Visualising oxidative phosphorylation can be really helpful in remembering the process and steps involved. Below is a diagram depicting oxidative phosphorylation.

Fig. 2 - Oxidative phosphorylation diagram

Oxidative phosphorylation process and steps

The synthesis of ATP via oxidative phosphorylation follows four main steps:

• Transport of electrons by NADH and FADH₂
• Proton pumping and electron transfer
• Formation of water
• ATP synthesis

Transport of electrons by NADH and FADH₂

NADH and FADH₂ (also referred to as reduced NAD and reduced FAD) are made during the earlier stages of cellular respiration in glycolysis, pyruvate oxidation and the Krebs cycle. NADH and FADH₂ carry hydrogen atoms and donate the electrons to molecules near the start of the electron transport chain. They subsequently revert to the coenzymes NAD⁺ and FAD in the process, which are then reused in early glucose metabolic pathways.

NADH carries electrons at a high energy level. It transfers these electrons to Complex I, which harnesses the energy released by the electrons moving through it in a series of redox reactions to pump protons (H⁺) from the matrix to the intermembrane space.

Meanwhile, FADH₂ carries electrons at a lower energy level and therefore does not transport its electrons to Complex I but to Complex II, which does not pump H⁺ across its membrane.
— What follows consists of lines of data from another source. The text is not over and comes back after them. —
PR #2609, opened 2025-01-20
fix: posts public/private field assignment

capJavert:


src/workers/postUpdated.ts
```diff
@@ -568,8 +568,14 @@ const getSourcePrivacy = async ({
...
-    return source?.private;
+
+    // if source is not found this will return undefined
+    // and DB will default to false, which means post will be public
+    return !!source?.private;
   } catch (err) {
+    // in case of an error it will return undefined
+    // and DB will default to false, which means post will be public
+
     logger.error({ data, err }, 'failed find source for post');
```
capJavert, line 579: In case of an error we want to set post to private: false?

src/workers/postUpdated.ts
```diff
@@ -568,8 +568,14 @@ const getSourcePrivacy = async ({
     }
 
     const source = await query.getOne();
-    return source?.private;
+
+    // if source is not found this will return undefined
+    // and DB will default to false, which means post will be public
+    return !!source?.private;
```
capJavert, line 574: In case we can't find the source what would we do? Not sure when this would happen but maybe explicitly also return private: false

or change above to be `getOneOrFail` to fallback to catch case below

idoshamun: if there's no source we should ignore the message and log it just in case

src/workers/postUpdated.ts
```diff
@@ -715,7 +720,11 @@ const worker: Worker = {
           await fixData({
             logger,
             entityManager,
-            data,
+            data: {
+              ...data,
+              // pass resolved post id or fallback to original data
+              post_id: postId || data.post_id,
+            },
```
capJavert, line 727: If message without `post_id` and `source_id` arrives it would fail to resolve source because source is resolved over one of those filelds

this fixes the case where we resolve postId from yggdrasil but do not pass it in `fixData`

src/workers/postUpdated.ts
```diff
@@ -567,10 +567,15 @@ const getSourcePrivacy = async ({
...
+    const source = await query.getOneOrFail();
+
+    return source.private;
   } catch (err) {
-    logger.error({ data, err }, 'failed find source for post');
+    const sourcePostError = new Error('failed to find source for post');
+
+    logger.error({ data, err }, sourcePostError.message);
+
+    throw sourcePostError;
```
capJavert, line 578: We now throw if source is not found.

Only place where `source_id` is not sent from yggdrasil is on freeform (due to existing on API) but we have that case covered.

Will monitor of course after deploy for this errors.

__tests__/workers/postUpdated.ts
```diff
@@ -557,6 +558,58 @@ it('save a post as private if source is private', async () => {
...
+  const post = await con.getRepository(Post).findOne({
+    where: {
+      id: 'f99a445f-e2fb-48e8-959c-e02a17f5e816',
+    },
+  });
+  expect(post).toBeNull();
+});
+
+it('should save post if source_id is not passed but post exists', async () => {
+  const newPostId = await generateShortId();
```
capJavert, line 577: test to support https://github.com/dailydotdev/daily-api/pull/2609/files#r1926068941

src/workers/postUpdated.ts
capJavert: done, will monitor after deploy for any errors on processing

idoshamun (approved):

sshanzel (approved):
🚀

rebelchris (approved):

Proton pumping and electron transfer

Electrons go from a higher to a lower energy level as they move down the electron transport chain, releasing energy. This energy is used to actively transport H⁺ out of the matrix and into the intermembrane space. As a result, an electrochemical gradient is created, and H⁺ accumulate within the intermembrane space. This accumulation of H⁺ makes the intermembrane space more positive while the matrix is negative.

Formation of water

When the electrons reach Complex IV, an oxygen molecule will accept H⁺ to form water in the equation:

2H⁺ + $\frac{1}{2}$O₂ $\underset{}{\to }$ H₂O

ATP synthesis

H⁺ ions that have accumulated in the intermembrane space of the mitochondria flow down their electrochemical gradient and back into the matrix, passing through a channel protein called ATP synthase. ATP synthase is also an enzyme that uses the diffusion of H+ down its channel to facilitate the binding of ADP to Pi to generate ATP. This process is commonly known as chemiosmosis, and it produces over 80% of ATP made during cellular respiration.

In total, cellular respiration produces between 30 and 32 molecules of ATP for each glucose molecule. This produces a net of two ATP in glycolysis and two in the Krebs cycle. Two net ATP (or GTP) is produced during glycolysis and two during the citric acid cycle.

To produce one molecule of ATP, 4 H⁺ must diffuse through ATP synthase back into the mitochondrial matrix. NADH pumps 10 H⁺ into the intermembrane space; therefore, this equates to 2.5 molecules of ATP. FADH₂, on the other hand, only pumps out 6 H⁺, meaning only 1.5 molecules of ATP are produced. For every glucose molecule, 10 NADH and 2 FADH₂ are produced in previous processes (glycolysis, pyruvate oxidation and the Krebs cycle), meaning oxidative phosphorylation produces 28 molecules of ATP.

Oxidative phosphorylation products

Oxidative phosphorylation generates three main products:

• ATP
• Water
• NAD⁺ and FAD

ATP is produced due to the flow of H⁺ through ATP synthase. This is primarily driven by chemiosmosis which uses the electrochemical gradient between the intermembrane space and mitochondrial matrix. Water is produced at Complex IV, where atmospheric oxygen accepts electrons and H⁺ to form water molecules.

In the beginning, we read that NADH and FADH₂ deliver electrons to the proteins in the electron transport chain, namely Complex I and Complex II. When they release their electrons, NAD⁺ and FAD are regenerated and can be recycled back into other processes such as glycolysis, where they act as coenzymes.